Suppression of genome instability by redundant S-phase checkpoint pathways in Saccharomyces cerevisiae

Abstract

Cancer cells show increased genome rearrangements, although it is unclear what defects cause these rearrangements. Previous studies have implicated the Saccharomyces cerevisiae replication checkpoint in the suppression of spontaneous genome rearrangements. In the present study, low doses of methyl methane sulfonate that activate the intra-S checkpoint but not the G₁ or G₂ DNA damage checkpoints were found to cause increased accumulation of genome rearrangements in both wild-type strains and to an even greater extent in strains containing mutations causing defects in the intra-S checkpoint. The rearrangements were primarily translocations or events resulting in deletion of a portion of a chromosome arm along with the addition of a new telomere.
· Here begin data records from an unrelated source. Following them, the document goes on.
PR #325, opened 2023-07-19
(PA-5641) Change github bump action and release

tvpartytonight:
The old github action from anothrNick/github-tag-action only used lightweight tags; this caused compatibility problems with the way puppetlabs-jenkins used annotated tags. In order to keep the tags consistent, this commit uses mathieudutour/github-tag-action which supports annotated tags. Since the previous attempt to bump skipped the pre-bumped version, that old tag is still available and can be used to synchronize the version in code and in tag.

### DIFF
--- a/.github/workflows/release.yaml
+++ b/.github/workflows/release.yaml
@@ -15,15 +15,11 @@ jobs:
         with:
           fetch-depth: '0'
       - name: Bump version and push tag
-        uses: anothrNick/github-tag-action@1.67.0
-        env:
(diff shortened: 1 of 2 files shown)


tvpartytonight:
There is still an issue with the rubygems issue not having permission; once that hurdle is cleared we should be able to merge this change. 🤞

joshcooper (approved):

tvpartytonight:
Removed the bumpiing entirely from the GH action, no longer needed.

PR #2260, opened 2023-12-15
Fixed for Crashes During Monkey Test.

ankithbti52509:
During monkey test run, observing following crash
1) android.util.AndroidRuntimeException: Calling startActivity() from outside of an Activity context requires the FLAG_ACTIVITY_NEW_TASK flag. Is this really what you want?
at android.app.ContextImpl.startActivity(ContextImpl.java:1088) at android.app.ContextImpl.startActivity(ContextImpl.java:1064) at android.content.ContextWrapper.startActivity(ContextWrapper.java:411) at com.google.android.car.kitchensink.UserNoiticeDemoUiService .startDialog(UserNoiticeDemoUiService.java:122)

we cannot start an activity from a non-activity context unless you pass the intent flag FLAG_ACTIVITY_NEW_TASK. If you attempt to start an activity without passing this flag.

2) java.lang.IllegalStateException: Can not perform this action after onSaveInstanceState at android.app.FragmentManagerImpl.checkStateLoss (FragmentManager.java:1882) at android.app.FragmentManagerImpl .enqueueAction(FragmentManager.java:1905)
at android.app.BackStackRecord.commitInternal(BackStackRecord.java:688) at android.app.BackStackRecord.commit(BackStackRecord.java:646) at com.android.contacts.activities.PeopleActivity
.updateViewConfiguration(PeopleActivity.java:739)

when you use commit() it will can throw an exception if state loss occurs but commitAllowingStateLoss() saves transaction without state loss so that will doesn't throw an exception if state loss occurs. tracking this issue under-OAM-113422

Tests:

Tracked-On: OAM-113423

### DIFF
--- a/aosp_diff/base_aaos/packages/apps/Contacts/0001-Fixed-for-Crash-in-Contact-app-during-Monkey-Test.patch
+++ b/aosp_diff/base_aaos/packages/apps/Contacts/0001-Fixed-for-Crash-in-Contact-app-during-Monkey-Test.patch
@@ -1,0 +1,45 @@
+From cdd18f1ee4fe2391e1fda1e0dca8558c687dd2a9 Mon Sep 17 00:00:00 2001
+From: Ankit Agrawal <ankit.agarwal@intel.com>
+Date: Fri, 15 Dec 2023 10:02:25 +0530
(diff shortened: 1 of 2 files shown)


shyjumon-n (approved):
LGTM

PR #2272, opened 2023-12-21
Fixed for Soft Keyboard Color & key size.

ankithbti52509:
Currently soft keyboard keys are dark and not visible properly due to dark background and also key size is small.

Changed the key color and size.

Tests:
Open any Editor, it pop up soft keyboard. it has key visible poperly.

Tracked-On: OAM-114379


shyjumon-n (approved):
LGTM

PR #2283, opened 2024-01-04
Removed Telephony module in IVI.

ankithbti52509:
Since we are not supporting telephony module in AAOS, hence removing it from image.

Tests: Device is booting fine and no crash observed.

Tracked-On: OAM-113415


shyjumon-n (approved):
LGTM

PR #2285, opened 2024-01-05
Fixed for Toast message size view.

ankithbti52509:
When tap on build number in settings to enable developer option, it shows toast message which is very small in size.

Increased size of Toast message.

Tests: Enable developer option from settings and able to see toast message clearly.

Tracked-On: OAM-114463


shyjumon-n (approved):
LGTM

PR #2292, opened 2024-01-10
Fixed for Crash in com.android.phone in IVI

ankithbti52509:
Adding back telephony package in IVI, as BT module partially is dependent on this. Also check for telephony feature before fetching cell based location.

Tests: Run stability test and has not observed any crash.

Tracked-On: OAM-114701


shyjumon-n (approved):
LGTM

PR #2293, opened 2024-01-12
Fixed for boot to recovery mode after G3 boot and Cold boot.

ankithbti52509:
Tests: delay installd binding, observe no crashes and calls eventually succeed.

Tracked-On: OAM-114512


shyjumon-n (approved):
LGTM

PR #2295, opened 2024-01-16
Add deviceIds checking back

ceiba1985:
Issue: Cannot start video conference in TencentMeeting app.

RootCause: CameraId is video device number + CameraIdOffset, it is larger than the real camera numbers. App cannot get the camera info correctly by using the CameraId.

Fix: App may get the camera info by using camera array index or the CameraId. If the CameraId passed by app is smaller than the camera array size, then will treat the CameraId as the array index. If the CameraId passed by the app is larger than or equal with the camera array size, will loop through the array to find the CameraId.

Test: TencentMeeting, Camera2 and MultiCamera all work well.

Tracked-On: OAM-110679


neofang7 (commented):
LGTM

shyjumon-n (approved):
LGTM

PR #2301, opened 2024-01-22
Fixed for crashe during Monkey test run.

ankithbti52509:
Following crash were observed
java.lang.NullPointerException: Attempt to invoke virtual method 'void com.android.systemui.statusbar.phone.NotificationPanelView Controller.setQsScrimEnabled(boolean)' on a null object reference

Check for null condition, so during monkey test run, if view is destroyed (which is very rare in manual test), then it can safely handle.

Tests:

Tracked-On: OAM-114271


shyjumon-n (approved):
LGTM

PR #2302, opened 2024-01-22
Fix null pointer dereference coverity

gowthambabu92:
Fix null pointer dereference coverity
CID 200863: (https://github.com/projectceladon/vendor-intel-utils/pull/1 of 1): Dereference null return value (NULL_RETURNS)

Do null check before accessing the network interfaces.

Tracked-On: OAM-115263
Signed-off-by: Gowtham Anandha Babu <gowtham.anandha.babu@intel.com>


JeevakaPrabu (changes requested):
Location of the file is not correct. Patch file has to be present under aosp_diff/base_aaos/<project_folder_path>/<patch file>

bpanda24 (approved):

balajim001 (approved):
LGTM

JeevakaPrabu (approved):

PR #2320, opened 2024-01-30
Fix javacrash on com.google.android.car.kitchensink

XuBing0:
It's regression of previous patch, calling package is not allowed to draw overlays and the permission of SYSTEM_APPLICATION_OVERLAY is not permitted, meanwhile the activity to handle intent "android.settings.action.MANAGE_OVERLAY_PERMISSION" is not exist on car system, only exist on phone system, so skip the dialog.

Tracked-On: OAM-115329


shyjumon-n (approved):
LGTM

PR #6, opened 2017-10-21
[WIP] Readline prompt in menu and ask y/n

ailisp:
ISSUE: When choose item in menu and answer yes/no in appliance console, user can't use arrow key to navigate and delete characters. Answers of long strings have been fixed before (ip address, enter a path, etc.), this PR is for menu and ask y/n.

BZ: https://bugzilla.redhat.com/show_bug.cgi?id=1446249

\cc @yrudman @carbonin


ailisp:
Note: the ask menu part is still too tricky to make it looks the same as previous no readline prompt. This part is still work in progress

kbrock:
when you are fixing the specs, would you consider squashing these commits?
Feel it would be easier to review in the future

ailisp:
@kbrock Yes, will squash that. Thanks. I found now there is just too many hacks to get around highline's bug in readline mode (done), and also pass specs (wip, 2/3 finished).

ailisp:
@carbonin Finally got all menu, ask y/n and are_you_sure can also use arrow keys as you said in summer and Luke said in his recent comment. Because I use much hacks to make all the things work, can you have a review for all these stuff before I squash them to neat comments? This fix is very ugly, but almost the only way I can find. I think you must have better ways to do some of these `ask*` methods, but some of them I've tried simply not working. I can tell you the detail about that when we're both in office.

Combinations of mutations causing individual defects in the RAD24 or SGS1 branches of the intra-S checkpoint or the replication checkpoint showed synergistic interactions with regard to the spontaneous genome instability rate. PDS1 and the RAD50–MRE11–XRS2 complex were found to be important members of all the S-phase checkpoints in suppressing genome instability, whereas RAD53 only seemed to play a role in the intra-S checkpoints. Combinations of mutations that seem to result in inactivation of the S-phase checkpoints and critical effectors resulted in as much as 12,000–14,000-fold increases in the genome instability rate. These data support the view that spontaneous genome rearrangements result from DNA replication errors and indicate that there is a high degree of redundancy among the checkpoints that act in S phase to suppress such genome instability.